Del viaje como experiencia del conocimiento, la sociedad contemporánea ha llegado al viaje como concatenamiento de diapositivas, esto es de imágenes fragmentarias y típicas. Y si el mundo ha sido reducido a lo “típico”, no es, en el fondo, difícil extraer los caracteres esenciales y llevarlos directamente a domicilio.
Los japoneses, por ejemplo, han reconstruido en un ámbito cerrado un oasis hawaiano y una localidad alpina de ski, y los han presentado a un público entusiasta que así puede programar con certeza las propias vacaciones, sabiendo que no serán arruinadas por condiciones climáticas imprevistas. En una sociedad del futuro – hipotetiza la película de ciencia ficción Total Recall (El vengador del futuro), basada en un cuento de Philip Dick – viajar ya no será más necesario porque conseguiremos comprar el recuerdo de haber viajado ya a los lugares elegidos.
Pero la pretendida diversidad de los centros comerciales, decíamos que es una parodia. No es toda la realidad. Basta viajar en un metro para darse cuenta. Ya por las caras nos damos cuenta que vivimos en una sociedad que es cualquier cosa menos homogénea y niveladora, y que la diversidad no está hecha de estereotipos sino de individuos realmente distintos. Los cuales no corresponden, por de más, a los modelos ideales a los cuales estabamos acostumbrados hasta hace algún tiempo.
El otro día me di vuelta sintiendo a mi espalda una muchachita que hablaba un romanesco arrastrado. Para mi sorpresa, vi que era una muchacha de color. Cincuenta años atrás esto hubiera sido imposible. En 1960, en los Estados Unidos, Martin Luter King marchaba contra el racismo, y hasta hace pocos años regía el apartheid en Sudafrica.

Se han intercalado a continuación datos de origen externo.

PR #4587, opened 2025-12-08
ModularTorchModel load_from_pretrained function fix

Harindhar10:
In the load_from_pretrained function of ModularTorchModel, when a checkpoint file is provided as the source of pretrained weights, the target model’s restore function is invoked. As a result, the optimizer state and global step from the source model are also loaded. This appears to be a bug because:

- The restore function was designed for resuming training on the same model, not for transferring weights to a different one.
- Loading the optimizer state (which contains accumulated gradients from the pretraining dataset) and the global step (which shortens early optimizer warmup steps) is inappropriate when fine-tuning on a new dataset and task.
- This issue does not occur when weights are loaded from a model class rather than from a checkpoint file.
 
Code snippet to replicate the bug:
https://colab.research.google.com/drive/1auXGnn6PkwqT8aHTiPMxKJC0uqOm8-hp?usp=sharing

Fix #(issue)

## Type of change

## Checklist

### DIFF
--- a/deepchem/models/torch_models/modular.py
+++ b/deepchem/models/torch_models/modular.py
@@ -325,9 +325,18 @@ class ModularTorchModel(TorchModel):
             self.build_model()
 
         elif source_model is None:
-            self.restore(components=components,
-                         checkpoint=checkpoint,
-                         model_dir=model_dir)
+            logger.info('Loading pretrained model from checkpoint file')
+            if checkpoint is None:
+                checkpoints = sorted(self.get_checkpoints(model_dir))
+                if len(checkpoints) == 0:
+                    raise ValueError('No checkpoint found')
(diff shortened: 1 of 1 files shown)


rbharath:
@riya-singh28 @ARY2260 Please review

riya-singh28:
@Harindhar10 @rbharath 
I went through the code given to replicate the issue, and here is what I think can be an issue. The infograph and infographstar models have different components, and the component 'unsup_encoder' is not present in the infograph. To use load_for_pretrained, the component layer architecture should be present in both the source model and the other model. While you don't see an issue when running the first code, the state_dict is not being updated there.

image

Harindhar10:
Understood. I got the snippet from test_infograph_pretrain_overfit() function

Issue #4912, opened 2026-03-28
Chemberta broken with transformers>=5.0


vivekvar-dl:
Hey, I was setting up DeepChem locally with the latest transformers (5.4.0) and ran into a couple of issues with Chemberta:

**1. Import crash**

```python
from deepchem.models.torch_models.chemberta import Chemberta
```

Fails with:
```
ModuleNotFoundError: No module named 'transformers.models.roberta.tokenization_roberta_fast'
```

This is because `transformers.models.roberta.tokenization_roberta_fast` was renamed to `tokenization_roberta_old` in transformers 5.x. The fix is straightforward — switching to `from transformers import RobertaTokenizerFast` works across both 4.x and 5.x. I have a PR for this.

**2. Tokenizer loading failure (deeper issue)**

Even after fixing the import, `RobertaTokenizerFast.from_pretrained()` fails when loading old-format tokenizers (vocab.json + merges.txt):

```
ValueError: not enough values to unpack (expected 2, got 1)
```

This affects both the default Hub tokenizer (`seyonec/PubChem10M_SMILES_BPE_60k`) and locally trained tokenizers saved with `ByteLevelBPETokenizer.save_model()`. The new format (`tokenizer.json` saved via `.save()`) works fine.

This seems like a broader transformers 5.x compat issue that might affect MoLFormer and the HuggingFaceModel base class examples too.

**Environment:**
- deepchem 2.5.0 (installed from source, master branch)
- transformers 5.4.0
- tokenizers 0.22.2
- Python 3.12.3

PR #4913, opened 2026-03-28
fix: update Chemberta imports for transformers 5.x compat

vivekvar-dl:
Fixes the import-time crash from #4912.

`transformers.models.roberta.tokenization_roberta_fast` was removed in transformers 5.x (renamed to `tokenization_roberta_old`), so `from deepchem.models.torch_models.chemberta import Chemberta` throws a `ModuleNotFoundError`.

This switches to the top-level `from transformers import RobertaTokenizerFast` which works across 4.x and 5.x. Also updated the modeling imports for consistency.

There's a separate runtime issue with `RobertaTokenizerFast` in 5.x where old-format tokenizer files don't load — tracked in #4912.

## Type of change

## Checklist

- [x] New and existing imports work with transformers 4.x and 5.x
- [x] No breaking changes to existing functionality

### DIFF
--- a/deepchem/models/torch_models/chemberta.py
+++ b/deepchem/models/torch_models/chemberta.py
@@ -1,9 +1,8 @@
 from typing import Dict, Any, Tuple
 from deepchem.models.torch_models.hf_models import HuggingFaceModel
-from transformers.models.roberta.modeling_roberta import (
-    RobertaConfig, RobertaForMaskedLM, RobertaForSequenceClassification)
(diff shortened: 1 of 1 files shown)


gotnochill815-web:
Tested this with transformers 5.x — import fix works 
However, ChemBERTa still fails during initialization due to tokenizer incompatibility with legacy BPE formats.
Opening a follow-up PR to ensure full runtime compatibility.

PR #4992, opened 2026-06-11
Added generate() function in hf_models.py and added 2 test files (Cleaned Version)

priyadp1:
## Description

I added a generate() function in hf_models.py and added a test file called test_hf.py. I did this to support text generation via Hugging Face models. My implementation wraps the HuggingFace generate() API and includes device handling. Essentially, you can run my code on a CPU or GPU. My test_hf.py was added to verify that generated outputs are returned as decoded strings.
I ran the full DeepChem test suite (pytest) and verified that all existing tests pass with this implementation.

## Type of change

- [X ] New feature (non-breaking change which adds functionality)

## Checklist

- [ X] My code follows [the style guidelines of this project](https://deepchem.readthedocs.io/en/latest/development_guide/coding.html)
  - [X ] Run `yapf -i <modified file>` and check no errors (**yapf version must be  0.32.0**)
  - [ X] Run `flake8 <modified file> --count` and check no errors
  - [X ] Run `python -m doctest <modified file>` and check no errors
- [X ] I have performed a self-review of my own code
- [X ] I have commented my code, particularly in hard-to-understand areas
- [X ] I have added tests that prove my fix is effective or that my feature works
- [X ] New unit tests pass locally with my changes
- [ X] I have checked my code and corrected any misspellings

### DIFF
--- a/deepchem/models/torch_models/hf_models.py
+++ b/deepchem/models/torch_models/hf_models.py
@@ -8,10 +8,11 @@ import numpy as np
 import torch
 from deepchem.models.optimizers import LearningRateSchedule
 from deepchem.models.torch_models import TorchModel
+from deepchem.data import Dataset
 from deepchem.trans import Transformer, undo_transforms
 from deepchem.utils.typing import LossFn, OneOrMany
 from transformers.data.data_collator import DataCollatorForLanguageModeling
-from transformers.models.auto import AutoModel, AutoModelForSequenceClassification, AutoModelForMaskedLM, AutoModelForUniversalSegmentation
+from transformers.models.auto import AutoModel, AutoModelForSequenceClassification, AutoModelForMaskedLM, AutoModelForUniversalSegmentation, AutoModelForCausalLM
 
 logger = logging.getLogger(__name__)
 
@@ -238,6 +239,10 @@ class HuggingFaceModel(TorchModel):
             elif self.task == "universal_segmentation":
                 self.model = AutoModelForUniversalSegmentation.from_pretrained(
                     model_dir, trust_remote_code=True, **self.config)
+            elif self.task == 'causal_lm':
+                self.model = AutoModelForCausalLM.from_pretrained(
+                    model_dir, trust_remote_code=True,
+                    **self.config).to(self.device)
             else:
                 self.model = AutoModel.from_pretrained(model_dir,
                                                        trust_remote_code=True,
@@ -277,6 +282,10 @@ class HuggingFaceModel(TorchModel):
 
     def _prepare_batch(self, batch: Tuple[Any, Any, Any]):
         smiles_batch, y, w = batch
+        if self.tokenizer.pad_token is None:
+            self.tokenizer.pad_token = self.tokenizer.eos_token
+            if hasattr(self.model, "config"):
+                self.model.config.pad_token_id = self.model.config.eos_token_id
         tokens = self.tokenizer(smiles_batch[0].tolist(),
                                 padding=True,
                                 return_tensors="pt")
@@ -288,6 +297,15 @@ class HuggingFaceModel(TorchModel):
                 'input_ids': inputs.to(self.device),
                 'labels': labels.to(self.device),
                 'attention_mask': tokens['attention_mask'].to(self.device),
+            }
+            return inputs, None, w
+        elif self.task == 'causal_lm':
+            input_ids = tokens['input_ids'].to(self.device)
+            attention_mask = tokens['attention_mask'].to(self.device)
+            inputs = {
+                'input_ids': input_ids,
+                'attention_mask': attention_mask,
+                'labels': input_ids.clone()
             }
             return inputs, None, w
         elif self.task in ['regression', 'classification', 'mtr']:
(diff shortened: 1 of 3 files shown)


riya-singh28:
@priyadp1 Please fix the failing flake8 test. To check locally - Run flake8 <modified file> --count and check no errors
Screenshot from 2026-06-17 13-18-28
Screenshot from 2026-06-17 13-18-17

deepchem/models/torch_models/hf_models.py
```diff
@@ -636,3 +654,71 @@ def fill_mask(self,
...
+        """Generate text using HuggingFace's text generation pipeline.
+
+        Parameters
+        ----------
+        dataset : Dataset
+            A dataset in DeepChem format whose X field contains input sequences to
+            condition generation on.
+        **kwargs:
+            Additional keyword arguments to pass to HuggingFace's generate
+            method.
```
riya-singh28: please include a list of common kwargs for huggingface generate and add a link to its docs as well.

deepchem/models/torch_models/hf_models.py
```diff
@@ -636,3 +654,71 @@ def fill_mask(self,
...
+        if self.tokenizer.pad_token is None:
+            self.tokenizer.pad_token = self.tokenizer.eos_token
+            self.model.config.pad_token_id = self.model.config.eos_token_id
+
+        if hasattr(self.tokenizer, "padding_side"):
+            self.tokenizer.padding_side = "left"
+        device = self.device
+
+        original_device = next(self.model.parameters()).device
+        if device.type == 'mps':
```
riya-singh28, line 702: If this works fine for the new MPS users, as we discussed in the last meeting, can you add a condition check and update the device only for users with Mac version issues?

riya-singh28: @shreyasvinaya Can you please check if this code works fine for your Mac device?

deepchem/models/torch_models/hf_models.py
```diff
@@ -238,6 +239,10 @@ def load_from_pretrained(  # type: ignore
             elif self.task == "universal_segmentation":
                 self.model = AutoModelForUniversalSegmentation.from_pretrained(
                     model_dir, trust_remote_code=True, **self.config)
+            elif self.task == 'causal_lm':
+                self.model = AutoModelForCausalLM.from_pretrained(
+                    model_dir, trust_remote_code=True,
+                    **self.config).to(self.device)
```
riya-singh28: Why do you need to set self.model device here itself? It's handled differently for other task types, right?

deepchem/models/torch_models/hf_models.py
```diff
@@ -277,6 +282,10 @@ def load_from_pretrained(  # type: ignore
 
     def _prepare_batch(self, batch: Tuple[Any, Any, Any]):
         smiles_batch, y, w = batch
+        if self.tokenizer.pad_token is None:
+            self.tokenizer.pad_token = self.tokenizer.eos_token
```
riya-singh28: Is this change necessary here? Is it correct to set tokenizer pad_token to tokenizer eos_token? I am concerned because _prepare_batch is used by several HuggingFace-derived models.

Can you please add some relevant references as well in the thread here?

riya-singh28 (changes requested):
@priyadp1 I have requested a few changes.

deepchem/models/torch_models/hf_models.py
priyadp1: @riya-singh28 Done

deepchem/models/torch_models/hf_models.py
priyadp1: @riya-singh28 fixed it to have mac os version <14, then move to CPU, else stay on mps

deepchem/models/torch_models/hf_models.py
priyadp1: @riya-singh28 It was a typo, removed it

deepchem/models/torch_models/hf_models.py
priyadp1: @riya-singh28 For causal-lm tasks, especially for decoder models like GPT2, they lack a padding token. So, the padding is needed for decoder-only models in general, even though models like LLaMA have a padding token. I took that line out from prepare_ batch and moved it to the init, since that's where the task setup is. I then fixed up the causal_lm part of the prepare batch by masking the padding positions to -100. This is important because then the labels are the same as the inputs with the padding tokens ignored.

Reference 1: https://huggingface.co/docs/transformers/main_classes/data_collator (Masking padding positions to -100)

Reference 2: https://github.com/huggingface/transformers/issues/8452  (GPT2 padding)

deepchem/models/torch_models/hf_models.py
priyadp1: @riya-singh28  Link: https://huggingface.co/docs/transformers/main_classes/text_generation

deepchem/models/torch_models/hf_models.py
sudo-rsingh: @priyadp1 Is there a more elegant way of doing this which we dont have to hardcode a version number, that would be much better because if someday this package increases the requirements to > 18 or something then the test will get broken.

riya-singh28 (approved):
@rbharath LGTM.

rbharath (approved):
LGTM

En las metrópolis europeas se producen enclaves, similares a ghettos. Las razas a menudo se yuxtaponen, no se mezclan, no se integran. Pero no ver los cambios quiere decir estar ciegos. Miremos sino la CNN, con sus locutores de color, o las películas que, como Monsoon Wedding o East is East, afrontan el tema de la mezcla de las culturas, o imaginemos que cosa haya querido decir confiar buena parte de la defensa y de la diplomacia americana a Colin Powell y a Condoleezza Rice.
El melting pot, ese gran caldero que pone bajo el mismo techo a hombres, tradiciones y costumbres diversas, nos desprovincializa, nos hace aceptar al otro, nos saca de la miopía, de no mirar más allá del horizonte del campanario, y tiene, para nosotros que nos interesamos en el espacio, numerosas repercusiones.
Desde un punto de vista absolutamente general, la diversidad entra en juego produciendo valores positivos e inesperadas hibridaciones. Siempre lo ha hecho la historia: con la civilización helenística, con la romana, con la cultura americana de postguerra. En la literatura de lengua inglesa, hoy, los mejores escritores son los extranjeros, hindúes y pakistaníes en primera fila, por sus invenciones lingüísticas y narrativas. Entre ellos, el reciente Nobel Naipaul.
En arquitectura, personajes como Zaha Hadid, Toyo Ito, Emilio Ambasz y, entre los más jóvenes, Farshid Moussavi, Karl Chu, Nonchi Wang, Hammar Eloueini, Hany Rashid, Jae Cha, Maya Lin, Michele Saee, han sabido injertar temas que provenían de las culturas locales al interior de la reflexión contemporánea, pero sin perder de vista el escenario global.
En cambio el localismo, entendido en forma acrítica, no nos libra de la pérdida de la espontaneidad y de la especificidad ligada a la tradición del lugar en el que vivimos y, sobre todo, no nos impide absorber los peores aspectos de la globalización, para colmo sin saberlo. Como nos testimonian los centros históricos sobreprotegidos por las Superintendencias, transformadas de hecho en pequeñas Disneylandias.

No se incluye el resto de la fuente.